Here as well, AI systems can help us look through the lens much faster, by automating the analysis of microscopy images. Manual curation of images can be very time consuming and requires expert knowledge, making it hard to scale. This is where AI can provide value. Paradoxically, to get started and train an AI model, researchers need to manually label a large number of images first! An interesting trend here is the application of what’s called transfer learning, which involves a system that is trained on one set of data to then have it make predictions for things it was not originally trained for. As an example, researchers at UCSF and Google have developed a deep learning model that can reliably predict a set of fluorescent labels and showed that other, new labels can also be predicted using minimal additional data.
Another welcomed trend is the democratization of such AI systems in the biology field, bringing the capabilities of AI to the masses (a.k.a. the nerdy biologists that want to play around). A set of English and Finish researchers, for example, leverage free cloud compute provided by Google to open source deep learning tools for microscopy. An in-depth view at this however, is for another blogpost ;).
This is probably only the beginning
As Domain of Science concludes in the video,
If there is one word that describes biology, it is complexity. There is a huge amount we still don’t understand about how life works.
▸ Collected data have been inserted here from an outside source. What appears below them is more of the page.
PR #1355, opened 2019-11-20
Fix shift exponent is too large in gf_bs_write_int

stanionascu:
When importing mp4's containing dvcc box, MP4Box will fail complaining that:
`utils/bitstream.c:552:9: runtime error: shift exponent 4294967168 is too large for 32-bit type 'unsigned int'`

It was hapenning due to 160 being passed into the `gf_bs_write_int` (from dvcc_Write) and shifting the value beyond the valid range.

The fix ensures that the value is correctly written, by draining the count of bits all the way up until it reaches an acceptable value.

### DIFF
--- a/src/isomedia/box_code_base.c
+++ b/src/isomedia/box_code_base.c
@@ -11513,7 +11513,11 @@ GF_Err dvcC_Write(GF_Box *s, GF_BitStream *bs)
 	gf_bs_write_int(bs, ptr->DOVIConfig.rpu_present_flag, 1);
 	gf_bs_write_int(bs, ptr->DOVIConfig.el_present_flag, 1);
 	gf_bs_write_int(bs, ptr->DOVIConfig.bl_present_flag, 1);
-	gf_bs_write_int(bs, 0, 5*32);
+	{
+		u32 data[5];
+		memset(data, 0, sizeof(data));
+		gf_bs_write_data(bs, (char*)data, sizeof(data));
+	}
 
 	return GF_OK;
 }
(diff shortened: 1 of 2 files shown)


stanionascu:
Can anyone have a look at this ?

rbouqueau:
Yes we will :)
Thanks for reporting and sorry for the delays.

rbouqueau:
LGTM. @jeanlf Should we add a log message in this case?

jeanlf:
Looks good, but I think we should rather throw throw an error if nBits is greater than 32, since gf_bs_write_long_int should be used instead. Note that dvcC in filters does not use have this issue.

rbouqueau:
By "throw an error" you mean ```GF_LOG(GF_LOG_ERROR, ...```, correct?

And that is in fact a driver to look for inspiration in other fields and adapt tools and techniques from those fields. As I’ve mentioned before (from Demis Hassabis), AI could very well be the perfect descriptor for biology, exactly due to this complexity. And looking at the examples above, it is obvious that it will continue to guide us in a quest to continuously increase our understanding of biology and push the limits of what is possible.